El general dedicó una sonrisa a Hickey.

—Estamos encantados. Buen trabajo, Hickey.

—Gracias, señor —dijo Hickey con una humilde sonrisa y una reverencia.

El irlandés no acertaba a adivinar por qué el general había utilizado el plural mayestático. Mientras Washington entraba en la taberna, Hickey sonrió para sus adentros. «Otro rey Jorge, ¡ja!»

Con el crimen que cometería ese mismo día, ahorraría a los rebeldes tener que aguantar de nuevo tal desgracia. Esos bastardos tendrían que condecorarle en agradecimiento.

El ruido de cascos y ruedas procedente del exterior obligó a Hickey a salir a la calle. Se trataba del carruaje de los oficiales que compartirían la mesa con el general.

—Mantén los ojos bien abiertos —ordenó el lugarteniente Dixon mientras entraba en la taberna detrás del general Washington.

—Sí, señor.

Hickey llamó a Dixon.

—¿Qué?

—Voy atrás. Vigile la entrada.

Hickey se dirigió hacia la parte trasera de la taberna y entró por la puerta de la cocina.

El feo negro que ayudaba en la taberna estaba sentado en un taburete al lado de la chimenea, mientras asaba carne de venado. Elizabeth probaba el puré que había preparado en honor del huésped.

Hickey olió el aire; cerdo, zanahorias, cebollas, nabos, salvia, mantequilla, sal, pimienta y menta. Olía de mil maravillas, pero le faltaba un ingrediente.

Hickey se sentó en un pequeño banco, apoyó el mosquete contra la pared, estiró las piernas y contempló a Elizabeth. La gata dejó a sus pequeños en el lecho de paja cerca del fuego y se acercó a Hickey para restregarse contra sus botas mientras ronroneaba.

—Quintin —llamó Elizabeth en voz alta; el hombre había quedado sordo con la explosión.

—Sí, señora.

—Más leña.

—Sí, señora.

El negro miró a Hickey de reojo antes de salir por la puerta trasera.

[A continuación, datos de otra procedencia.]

PR #155, opened 2024-01-10
Fix Windows CI via node+jest (as alternative to bun)

fritx:
#154 can not be re-opened, so created a new PR with less diff change:

Goal:
Add and fix CI for Windows

Problem:
`bun` is not availble in Windows currently (ref: https://github.com/oven-sh/bun/issues/8045, https://github.com/oven-sh/bun/pull/7991).
Tried with both `setup-bun` ([docs](https://github.com/oven-sh/setup-bun?tab=readme-ov-file#usage), [failed](https://github.com/fritx/nue/actions/runs/7397873002/job/20125810699)) and `powershell -c "irm bun.sh/install.ps1|iex"` ([docs](https://bun.sh/docs/installation#windows), [failed](https://github.com/fritx/nue/actions/runs/7462503061/job/20304947574))

Solution:
For Windows, switching to `npm install` + `jest` as alternative to `bun install` + `bun test`.

Details:
- Completing the CI envs: (ubuntu, macos, windows) x (bun, node+jest)
- Making tests compatible with node+jest:
  - adding some missing `is_browser` detections
  - introducing [`es-main`](https://github.com/tschaub/es-main) to detect and prevent unexpected call of `getArgs` (throwing on the wrong args)
  - using `jest-extended` to eliminate the `expect.*` matchers gap between `bun test` and `jest`
  - separating kit-init.test.js to run sequential, making tests passed (seems chdir is affecting the other tests)
- Making tests compatible with Windows:
  - introducing [`toMatchPath`](https://stackoverflow.com/questions/67325342/how-to-run-os-agnostic-jest-test-files-that-check-paths)
  - handling some paths with `path.normalize` or `getPosixPath`

PR #162, opened 2024-01-13
test(nuekit): drop removed function from tests

nobkd:
The tests fail, because a removed function `parseMarkdown` (now handled by `nuemark`) is imported by the test file `nuekit/test/misc.test.js`.

See the workflow run test log https://github.com/nuejs/nue/actions/runs/7500154128/job/20418283484#step:4:106

Should also solve the red badge in the README mentioned here: https://github.com/nuejs/nue/pull/155#issuecomment-1888722726

### DIFF
--- a/packages/nuekit/test/misc.test.js
+++ b/packages/nuekit/test/misc.test.js
@@ -1,7 +1,7 @@
 
 
 import { buildCSS, findModule } from '../src/builder.js'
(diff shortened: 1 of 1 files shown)


tipiirai:
Awesome. Thanks! I can see all tests passed for this commit. For some reason, the red badge is still there.

nobkd:
For me it's green again. Maybe it just took a while to update?

PR #164, opened 2024-01-13
chore: drop `Permalink for` for now

nobkd:
This is just a minimal typo fix.

But I see a problem with this approach, as the `title` property is hard-coded this way.

What if I want to create a Website not in English? (I do.) Then the `Permalink for 'x'` approach doesn't work anymore.

In conclusion, my concern is the localizability.

---

*Tests will run properly again after #162 is merged.*

### DIFF
--- a/packages/nuemark/src/render.js
+++ b/packages/nuemark/src/render.js
@@ -125,7 +125,7 @@ const renderer = {
     const rich = parseHeading(html)
 
     delete plain.text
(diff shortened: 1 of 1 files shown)


tipiirai:
Indeed. You are right. Perhaps drop the "Permalink for" part altogether at this point and fix this later. I'm thinking of a bigger project where all major localization-related things are implemented at once.

tipiirai:
Thank you!

Issue #168, opened 2024-01-17
Support for syntax highlighted code blocks


goblinfactory:
please provide native support for embedding code examples - ie. make nuejs a first class blogging platform for coders

I'd like to be able to support embedding code examples in markdown similar to how we do it in github.

For example, current nuejs has a bug, where collections are not sorted by date, so I tried to write an experimental blog post, **using nuejs** describing how I hacked the sorting as follows **_(surrounding the code block with triple ticks)_**

```html
<article @name=blog-posts>
  <script>
    constructor({ posts }) {
      this.items = posts.sort((a, b) => {
        const dateA = new Date(a.date.replace(/\./g, '/'));
        const dateB = new Date(b.date.replace(/\./g, '/'));
        return dateB.getTime() - dateA.getTime();
      });
    }
  </script>

<a :for="post,i in items" href={base}{post.url} class="flex post">
```
I can't even do it using `<pre>` or `<code>` ,  that can't work!

This currently renders as nothing [blank] in current version of nue. I think it ignores the triple tick and tries to compile it? Not sure. Either way, my Expectation; is for it to be rendered (htmlEncode'd) plus some default out of the box syntax colourising and formatting and developer appopriate out of the box styling, that is not affected by any other css site wide settings. 

Just my 2 cents. Currently I'm having to use screenshots to capture some thoughts and feedback on nuejs. Finding it difficult to actually blog about nuejs. So this might help make nuejs easier to write about.

goblinfactory:
This would also empower nuejs to become a great platform for document automation, or perhaps simply supplementation. Where the devs simply use it for writing documentation, because it's incredibly quick to write docs with it, AND more importantly, it keeps stying out of the way of content, so content can be easily edited, while remaining "in the flow", so ..perfect for coders. Let's replace confluence with nuemark, ...and keep documentation easily under source control, so that it's always in sync with what it's describing. That and later I'll bang on about C4 diagramming support, lol! #eatAnElephantOneBiteAtaTime

nobkd:
There is a possibility to highlight code with a function: https://nuejs.org/docs/reference/nuemark-api.html#highlighter
But I think it's not really accessible from Nuekit currently...

This info box states: https://nuejs.org/docs/concepts/nuemark.html#fenced-code-blocks
> A Nue-optimized syntax highlighter will be released on the next version of Nuemark.

tipiirai:
[...]

PR #169, opened 2024-01-17
fix(code-block): escape html chars to text content

nobkd:
Partial fix for #168

Escapes chars from code blocks to prevent them from being parsed as HTML.

This is not ideal, as code markup parsers have to then check for replaced char codes.

But replacing after running the `fn` function is also not great, because it potentially appends real HTML parts (e.g., `<span>`s) to do, for example, highlighting.

### DIFF
--- a/packages/nuemark/src/render.js
+++ b/packages/nuemark/src/render.js
@@ -59,10 +59,20 @@ export function renderLines(lines, opts={}) {
   return renderPage(page, opts)
 }
 
+const specialChars = {
+  '&': '&amp;',
+  '>': '&gt;',
+  '<': '&lt;',
+  '"': '&quot;',
+  "'": '&apos;',
+}
+
+const replaceSpecialChars = new RegExp(`[${Object.keys(specialChars).join('')}]`, 'g')
+
 export function renderCodeBlock({ name, code, attr }, fn) {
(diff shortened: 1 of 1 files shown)


packages/nuemark/src/render.js
```diff
@@ -59,10 +59,20 @@ export function renderLines(lines, opts={}) {
...
+  "'": '&apos;',
+}
+
+const replaceSpecialChars = new RegExp(`[${Object.keys(specialChars).join('')}]`, 'g')
+
 export function renderCodeBlock({ name, code, attr }, fn) {
   // console.info(name, code, attr, fn)
   if (name) attr.class = concat(`syntax-${name}`, attr.class)
-  const body = join(code)
+  const body = join(code).replace(replaceSpecialChars, c => specialChars[c])
```
fritx, line 75: should be `replaceAll`, here? otherwise, would only replace the first one.

tipiirai: Looks like there is a `'g'` flag on the RegExp which makes it global (replace all)

tipiirai:
Looks solid. I might later apply this regexp only if there is no custom syntax highlighter provided on the `fn` argument. I'm introducing a Nue-specific highlighter later.

PR #329, opened 2024-08-19
chore: formatting

nobkd:
- formatting
- mostly whitespace changes
- some typo fixes


tipiirai:
Wow. This is a major update. I tend to use extra new lines between things due to aesthetic reasons. Do you prefer a tighter formatting?

nobkd:
I usually have only one newline to split ideas / functions / ..., this allows me to see more code in the short area of focus, while keeping a break between ideas / functions / ...

In e. g. Markdown lists I don't use extra lines, because they are separated through the `*`, `-` or `1.` indicator....

In the end, you can still decide if you like it or not. And I theoretically can also undo some changes.

packages/nuekit/src/cli.js
```diff
@@ -86,7 +86,7 @@ async function printVersion() {
 
 async function runCommand(args) {
   const { createKit } = await import('./nuekit.js')
-  const { cmd='serve', dryrun, deploy, root=null, port } = args
+  const { cmd='serve', dryrun, deploy, root = null, port } = args
```
nobkd:
```suggestion
  const { cmd = 'serve', dryrun, deploy, root = null, port } = args
```

nobkd:
Closing, and maybe later reopening with smaller scope.

PR #331, opened 2024-08-20
chore: simplifications, cleanup

nobkd:


packages/nuekit/src/builder.js
```diff
@@ -7,9 +7,8 @@ import { resolve } from 'import-meta-resolve'
 
 
 export async function getBuilder(is_esbuild) {
-  const actual_cwd = process.env.ACTUAL_CWD || process.cwd()
   try {
-    return is_esbuild ? await import(resolve('esbuild', `file://${actual_cwd}/`)) : Bun
+    return is_esbuild ? await import(resolve('esbuild', import.meta.url)) : Bun
```
nobkd: Will have to check, if this is really fine, like this...

Edit: nope, wasn't. Should work now.

tipiirai:
Looks great!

Hickey hundió la mano en el bolsillo de la chaqueta donde guardaba la botella.

—Elizabeth. —Sam entró en la cocina con botellas de madeira, coñac y cerveza―. Pan y mantequilla para el general.

La mujer abrió la puerta del horno, y la cocina se impregnó del sabroso olor a pan recién cocido. El aroma despertó el apetito a Hickey, que se levantó y cogió una taza de la mesa. Sam se la llenó de cerveza.

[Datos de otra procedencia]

Issue #282, opened 2024-06-29
Option for pretty (extension-less) routes


nobkd:
We have a file `<project-root>/x.md` which will currently get transformed to `/x.html` on the web.

Allow transformation to `/x` or `/x/` by putting the resulting file to `/x/index.html`

korabdoroci:
Wouldn't it be simpler to just have a tag in the frontmatter instead?

nobkd:
Hmm. But what if I want that behavior for all pages, not just select ones?
Then I would have to add the resulting file path in the front matter of each file.
I can understand the pros of that approach, but that would be great to have additionally to the option for pretty links (where I don't have to care about the file extension of pages)

(it'll probably be hard enough to keep the paths to the assets of a page correct)

korabdoroci:
I was thinking something like: "pretty_routes: true" in the site.yaml which would then apply to the whole site. You could also do it in each app.yaml.

nobkd:
I was actually thinking the same and wanted a config option for `site.yaml`.
But I probably misunderstood, because of mentioning front-matter (which is `yaml` config at the start of a `md` page to my knowledge)

korabdoroci:
Yes, I was unclear. I think this would be a great addition to Nue.

PR #334, opened 2024-08-29
fix: handle unknown mime

nobkd:
If mime type not in default mime type object, let browser determine how to handle response.

Fix navigation to other file types than HTML (or extensionless (base) route), when using view transitions


tipiirai:
Looks good. At some point we want a configuration option for pretty URL's so that `blog/foo.md` translates to `blog/foo`

nobkd:
Yes. I have an issue for that: #282

PR #335, opened 2024-08-31
fix!: make components case-insensitive

### LINKED ISSUE #100: child component      name    Contains uppercase letters  ，error  not show   、ref  undefined

nobkd:
This is just some idea I had when reading #100, and it would fix #100, but I'm not sure, if this is a good idea. This just makes components case-insensitive and passes the access to the object through a proxy that makes all key accesses lower-case. This PR solves the problem, because **HTML elements are case-insensitive for the browser by default**, but currently might allow collisions on Component creation...

Well... This is just a proposal to make components case-insensitive in the end...
Okay, I'm really repeating myself.

This was just a quick sketch to outline the idea and might have some obvious flaws, and the code can be changed more, to make this better integrated (and fix some possible issues)...

Feel free to reject and let me know your opinion about this.

### DIFF
--- a/packages/nuejs/src/browser/nue.js
+++ b/packages/nuejs/src/browser/nue.js
@@ -213,7 +213,10 @@ export default function createApp(component, data={}, deps=[], $parent={}) {
 
   // context
   let impl = {}
-  const CaseInsensitiveObject = { get: function (target, name) { return target[name?.toLowerCase()] } }
+  const CaseInsensitiveObject = {
+    get(target, key) { return target[key?.toLowerCase()] },
+    set(target, key, val) { target[key?.toLowerCase()] = val },
+  }
 
   const self = {
     update,
--- a/packages/nuejs/src/browser/nue.js
+++ b/packages/nuejs/src/browser/nue.js
@@ -213,6 +213,7 @@ export default function createApp(component, data={}, deps=[], $parent={}) {
 
   // context
   let impl = {}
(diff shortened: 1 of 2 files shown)


tipiirai:
I think this is a good change. Makes sense to be compliant with the HTML specs. I did not merge this yet since you were concerned about the potential flaws. I guess tests are needed. Do you think proxy is the easiest way to do this?

nobkd:
To be honest, this is the first time I really used Proxy (because it seemed like a really easy way, to get case-insensitive access to an object). So I'm really not sure, if this is the way to go. I will check, if I see an easier / better way, and then try adding tests.

But I'm currently a bit preoccupied with personal matters, so this may (or may not) take a while.

Feel free to take this over, if you have a good idea, or want this included fast.

tipiirai:
Take your time on this. I'm not in a hurry with Nue JS issues as they are all delayed for later

nobkd:
I currently don't want to work on this, if someone wants to take this over, you can redo this on your end / copy my cranch / commits over from my fork

PR #337, opened 2024-09-01
fix: allow textarea resizing only vertically

nobkd:
prevents resizing text area outside of page creating horizontal overflow


tipiirai:
Thanks!

PR #338, opened 2024-09-01
chore: exclude examples and docs from triggering test run

nobkd:
https://docs.github.com/en/actions/writing-workflows/workflow-syntax-for-github-actions#onpushpull_requestpull_request_targetpathspaths-ignore


tipiirai:
Good change

PR #341, opened 2024-09-03
test: more readable matrix

nobkd:
The matrix tries all combinations of its keys
The exclude key removes options from the resulting cartesian product

```yaml
key1: [A, B, C]
key2: [x, y]

result: [Ax, Ay, Bx, By, Cx, Cy]
```


tipiirai:
Great!

PR #342, opened 2024-09-04
feat: more `og` data, simpler `meta property` addition

nobkd:
Problem with og elements currently is, that they are not replaced on `view_transitions`.
But typically you wouldn't care about that, because you don't see them from the page anyways, and instead when you share e.g. a link (which is a fresh load).


tipiirai:
I'm currently rewriting the lousy dom diffing algorithm on the view-transitions.js module into something more generic. Not trivial, but doable.

PR #347, opened 2024-09-10
chore: async exists

nobkd:
Follow up to https://github.com/nuejs/nue/commit/6b0181e12319767f36cf0e876784bec3fab0abef

> [!Note]
> Updates to `dev` branch

You seem to have broken some tests. (Not so sure about the `create` one though)

Should I change the test-run workflow to include `dev` branch, so you see that something lets the tests fail, sooner?

### DIFF
--- a/packages/nuekit/src/nuekit.js
+++ b/packages/nuekit/src/nuekit.js
@@ -31,7 +31,7 @@ export async function createKit(args) {
   }
 
 
-  if (!(await fs.exists('site.yaml'))) {
+  if (!await fs.exists('site.yaml')) {
     console.error('No site.yaml found. Please go to project root\n')
     return false
   }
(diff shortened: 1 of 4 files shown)


packages/nuekit/src/nuekit.js
```diff
@@ -31,7 +31,7 @@ export async function createKit(args) {
   }
 
 
-  if (!(await fs.exists('site.yaml'))) {
+  if (!await fs.exists('site.yaml')) {
```
tipiirai, line 34: Cool. Didn't know the brackets can be removed here. Much cleaner.

tipiirai:
I'll fix the broken tests

tipiirai:
No need to include `dev` branch for tests. I usually fix them in one bunch after doing several updates to the codebase. Probably a bad habit, but that's how I work currently.

PR #354, opened 2024-09-12
chore: exclude tests from npm

nobkd:
Excludes tests from files to be published to npm.

(commands run from `packages` sub-dir)

Package sizes in code (with tests):
```sh
> du -hcs nuejs glow nuekit nuemark                
140K    nuejs
112K    glow
196K    nuekit
76K     nuemark
524K    total
```

Sizes of only tests:
```sh
> du -hcs nuejs/test glow/test nuekit/test nuemark/test
72K     nuejs/test
64K     glow/test
68K     nuekit/test
28K     nuemark/test
232K    total
```

232K/524K: About 44% of nue's code size on npm is tests, that gets shipped to every user, but probably isn't used by a single one.

I think it would be fine to just exclude them from npm, but in the end, it's your decision.


tipiirai:
This is good. Thanks

PR #355, opened 2024-09-12
Beta 2

tipiirai:
Some new features + a lot of bug fixes. Check commit history.


tipiirai:
@nobkd any idea why `await fs.exists()` does not work in node/windows?

goblinfactory:
> @nobkd any idea why `await fs.exists()` does not work in node/windows?

I'm not a ts dev; but Phind AI tells me that fs.exists() is deprecated, and it referenced a few links; here's the one link (discussion) I think containing the most relevant information. 
https://stackoverflow.com/questions/50767829/why-node-js-fs-existssync-doesnt-work-well-when-wrapped-in-promise

nobkd:
Were using `fs.promises.exists()` which I can't find any documentation for. Probably only implemented by bun?
And the callback version `fs.exists()` is deprecated and not useful for our use case, so we'll have to use `fs.existsSync()`.

Basically reverting my pr #347 and replace your usage with sync too.

tipiirai:
Okay. Gotcha. Oddly it's implemented in Bun, but not in Node. I'll convert the codebase to the sync version.

nobkd:
No `nuemark` version bump?

PS: don't forget replacing `*` with `latest` on release to npm

PR #365, opened 2024-09-16
lint: format js

nobkd:
Most changes are formatting or whitespace.

Imports are now categorized in 3 categories and ordered by alphabet respectively:

- `node:*` internals
- package imports
- internal imports / imports from the current package

After imports and top level variable definitions, there are two newlines separating them from the actual code. 
Exactly one newline at the end of the js file.


packages/nuekit/src/layout/head.js
```diff
@@ -76,7 +76,7 @@ export function renderHead(data) {
     const css = inline_css.map(el => el.css).join('')
     head.push(elem('style', css))
 
-  // dev mode: keep path info for hot-reloading
+    // dev mode: keep path info for hot-reloading
```
nobkd:
```suggestion
  // dev mode: keep path info for hot-reloading
```

packages/glow/src/glow.js
```diff
@@ -166,7 +166,7 @@ export function parseRow(row, lang) {
   for (const el of tags) {
     const { re, shift } = el
 
-    row.replace(re, function(match, start, n) {
+    row.replace(re, function (match, start, n) {
```
tipiirai: I personally prefer not to have a whitespace here. Or is this some sort of standard?

packages/glow/src/glow.js
```diff
@@ -263,7 +263,7 @@ export function parseSyntax(str, lang) {
 
 
 // code, { language: 'js', numbered: true }
-export function glow(str, opts={}) {
+export function glow(str, opts = {}) {
```
tipiirai, line 266: No whitespace after the method name here. Was this a slip?

tipiirai:
I'm good with the changes, except for the whitespace prior function name — which I'd like to discuss more

nobkd:
This part was automatically formatted, but I also don't like the space there, so I changed it.

PR #81, opened 2023-02-19
Add support for file I/O from database

robsavoye:
This patch allows for the download of both the project boundary polygon, as well as all the task boundaries as GeoJson. This can be used for display, or with frontend support, downloaded to disk. This patch also support upload a custom XLSForm to the database, adding it to the XLSForm library. If the name matches an existing XLSForm, then it gets updated instead.


ivangayton:
That's great! Hard-coding the form names was ok as a temporary measure, but this is much better.

PR #82, opened 2023-02-20
initial microfrontend

Mudi-business:
I have re restructured the project in modules the using module federation microfrontend architecture and I have finished the basic functionalities of openlayers map which will be displaying map, select task , update task status with little less styles I just focused more in functionality so far and there are some few bugs that I'm about to finish soon.


ivangayton (approved):
This is far too much for me to actually review in terms of its functionality. However, I can see that it's not stepping on anything else, it's safely confined it to its own files and directories. Therefore merging. Thanks for the great work Mohdi!

PR #85, opened 2023-02-20
List project and task geometries

robsavoye:
This was broken due to some database columns that I don't think are actually needed. With this patch it's possible to list projects and tasks again.


ivangayton (approved):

—¿Todavía tiene problemas con la dentadura? —preguntó Elizabeth mientras cortaba el pan en finas rebanadas.

—De momento no se ha quejado.

Elizabeth salió de la cocina, detrás de su marido.

Hickey recorrió con indolencia la corta distancia que le separaba del puchero mientras silbaba
Yankee Doodle.
Sacó la botella y quitó el tapón. Levantó la tapa del puchero, vertió el contenido de la botella de brandy en el puré y lo removió a conciencia. Por último, se llevó la cuchara a la nariz para oler el puré. Sonrió maliciosamente.

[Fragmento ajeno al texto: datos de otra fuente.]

PR #87, opened 2023-02-21
Format codebase using pre-commit hooks (black, ruff)

spwoodcock:
**This PR is entirely formatting related - no code was edited**

- In a previous PR I added a pre-commit config for pre-commit hooks. To use:
```bash
pip install pre-commit
pre-commit install
```
Then all of the files in any commit you make will have the hooks ran on them (formatted, linted, sorted) automatically, prior to committing.

- In this PR I ran black against all Python code, prettier for markdown and yaml files.
- The goal was to have a fully formatted base to start editing from, as we don't want to muddy commits with formatting old code further down the line.
- Everything apart from src/frontend was formatted (as I don't want to cause merge conflicts with those working on the frontend).


spwoodcock:
Oh, I forgot to mention! There is a commit in there to remove the src/web demo flask app, as we are making progress on the React frontend.

Issue #76, opened 2023-02-15
DevOps: Set up CI workflow for testing


petya-kangalova:
Set up a Github action to test the software after every push to a branch.

Backend /done
Frontend /tbc

nrjadkry:
@varun2948 We have frontend tests integrated now. Right?

varun2948:
Integrated Frontend Test aswell

Issue #69, opened 2023-02-14
endpoint for listing projects


robsavoye:
There needs to be an endpoint to list all projects, and to search through existing projects.

spwoodcock:
Complete in #110

PR #93, opened 2023-02-22
Configure pytest to work with github workflow

spwoodcock:
Partially completes #76 (backend).
Frontend testing via workflows still required.


spwoodcock:
Hold on merging this, I need to make the tests work first!

spwoodcock:
PyTest should now work.
The problem is that the tests are all broken (starting from the conftest.py).
I'll create a separate PR fixing the tests.

spwoodcock:
Looks like from the latest run this fixed the issue.
The error is related to the broken test (instead of missing the pytest dependency).

spwoodcock:
- I also tacked onto this PR a commit that removed the old tests - they were all for the demo flask frontend & were failing.
- The PyTest workflow should now pass - I added a dummy test to make it work.

spwoodcock:
- There was a project.listProjects() called during app startup - attempting to call the odkcentral server & making tests fail - removed it.
- Partial implementation of #69 instead (not fully tested).

robsavoye:
There's a conflict with this patch.

spwoodcock:
Fixed - was due to the cors origins update.

PR #97, opened 2023-02-23
Microfrontend production deployment, odkcentral api access via proxy and self-signed certs (https)

spwoodcock:
- Didn't realise we also have the DNS entry for fmtm-api.hotosm.org, so I decided to place the API on that instead of subpath `/api`.
- Splitted API_DOMAIN and FRONTEND_DOMAIN env vars as a result.
- Also updated the default frontend build from `main` to `fmtm_openlayer_map`.


spwoodcock:
I'm hoping that merging this PR will also test the wiki.yaml workflow to build the docs.

spwoodcock:
Just a sec on merging this - I'm updating something on the frontend deploy (may as well include).

PR #100, opened 2023-02-24
Fix populating data from zip file

robsavoye:
Until the entire automated process is fully working, it's still necessary to populate the database from a zip file.


ivangayton (approved):
This looks like it's just reactivating Kristen's temporary system, which is fine for now!

PR #109, opened 2023-02-28
Download submissions from ODK Central and convert them to OSM XML for JOSM

robsavoye:
This does the entire post data collection process of downloading and converting the data into a form suitable to edit in JOSM or QGIS.


src/backend/central/central_crud.py
```diff
@@ -23,10 +23,14 @@
 from sqlalchemy import table, column
 
 import os
+import csv
 from pyxform.xls2xform import xls2xform_convert
 import xmltodict
+import pathlib
```
ivangayton, line 29: I guess I'd better get with the times (I've not yet switched from os.path to pathlib, but it's fairly obviously a good idea!)

src/backend/central/central_crud.py
```diff
@@ -164,18 +195,72 @@ def generate_updated_xform(
...
+):
     """Upload a data file to Central"""
     filename = "test"
     xform.getMedia(project_id, xform_id, filename)
+
+def convert_csv(
+    filespec: str,
+    data: bytes,
+):
+    """Convert ODK CSV to OSM XML and GeoJson"""
```
ivangayton, line 230: Awesome, very happy that we're offering GeoJSON right away (not everyone wants to deal with OSM XML).

src/backend/central/central_routes.py
```diff
@@ -18,24 +18,23 @@
...
+from sqlalchemy.sql import text
+from sqlalchemy import (
+    select,
+    table,
+    column,
+    insert,
+    inspect,
+)
+
+import sqlalchemy
```
ivangayton, line 30: I'm slightly confused as to why you import a bunch of specific functions you'll use from a module, and then import the whole module anyway. No big deal, just curious why you do it that way?

src/backend/central/central_routes.py
```diff
@@ -65,28 +64,67 @@ async def create_appuser(
...
+        "projects", column("project_name_prefix"), column("xform_title"), column("id"), column("odkid")
+    )
+    where = f"id={project_id}"
+    sql = select(project).where(text(where))
+    result = db.execute(sql)
+    first = result.first()
+    if not first:
+        return {"error": "No such project!"}
+    # FIXME: this should be configurable
+    tmp = "/tmp"
```
ivangayton, line 91: Are you using /tmp in the local filesystem to store data?

ivangayton (approved):
Ok, looks good; couple of things I'm curious about (see comments) but nothing urgent and certainly nothing to wait on before merging.

robsavoye:
On 2/28/23 18:24, Ivan Gayton wrote:

> I guess I'd better get with the times (I've not yet switched from 
> os.path to pathlib, but it's fairly obviously a good idea!)

   This was needed to find the directory when odkconvert is installed as 
a pip package. The xforms.yaml file is needed for ODK->OSM conversion.

> Awesome, very happy that we're offering GeoJSON right away (not everyone 
> wants to deal with OSM XML).

   All data goes into the GeoJson file, as not everything is suitable 
for OSM.

> I'm slightly confused as to why you import a bunch of specific functions 
> you'll use from a module, and then import the whole module anyway. No 
> big deal, just curious why you do it that way?

   Cut & paste from existing code. We can trim it down later.

> Are you using /tmp in the local filesystem to store data?

  The pyxform function only supports writing disk files, so they had to 
go someplace. Submissions are now done without disk files with this 
patch. The can optionally write the CSV to disk though. Same for data 
extracts. They get written to disk for now, but pretty soon that will 
also all be done in memory. I try to avoid disk based temp files as much 
as possible.

	- rob -
-- 
Senior Tech Lead
Humanitarian OpenStreetMap Team
https://www.hotosm.org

Se abrió la puerta. Sobresaltado, Hickey dejó caer la cuchara; el suelo quedó salpicado de puré de guisantes. Al volverse, Hickey comprobó que el negro lo observaba de manera extraña.

—Estaba probando el puré. —Al ver que Quintin no respondía, se acercó—. ¿Qué miras, negro?

El africano ignoró la pregunta y siguió con su trabajo. Colocó un tronco en la chimenea y atizó el fuego. La gata lamía a toda prisa el puré que había caído al suelo. Quintin se sentó en el taburete para observar cómo se asaba el venado, mientras Hickey lo contemplaba en silencio.

Elizabeth regresó a la cocina sonriente. Destapó el puchero para remover el puré.

—¿Dónde está mi...? —Se volvió y sorprendió a la gata lamiendo la cuchara—. ¡Vaya!

Recogió el cubierto, lo arrojó al fregadero y tomó otro del armario contiguo al horno.

Al ver la botella, Elizabeth lanzó una mirada breve a Hickey. Asiendo el puchero, salió de la cocina.

Hickey sonrió. Oyó a Sam Fraunces decir: «Su plato favorito, general; puré de guisantes.»

La gata lanzó un maullido muy agudo, tanto que hasta Quintin lo oyó. Los gatitos reaccionaron arqueando la espalda.

Quintin se levantó y se situó junto a la atormentada criatura observándola atentamente. El animal se retorció con violencia y luego se quedó tieso.

—Un ataque —comentó Hickey—. No es la primera vez que lo veo.

—El puré —dijo Quintin en el instante en que Elizabeth entraba en la cocina.

—Al general se le ha caído la cuchara —explicó—. A todo el mundo se le caen hoy las cosas.

—Señora Elizabeth, el puré no está bueno. No permita que lo tome.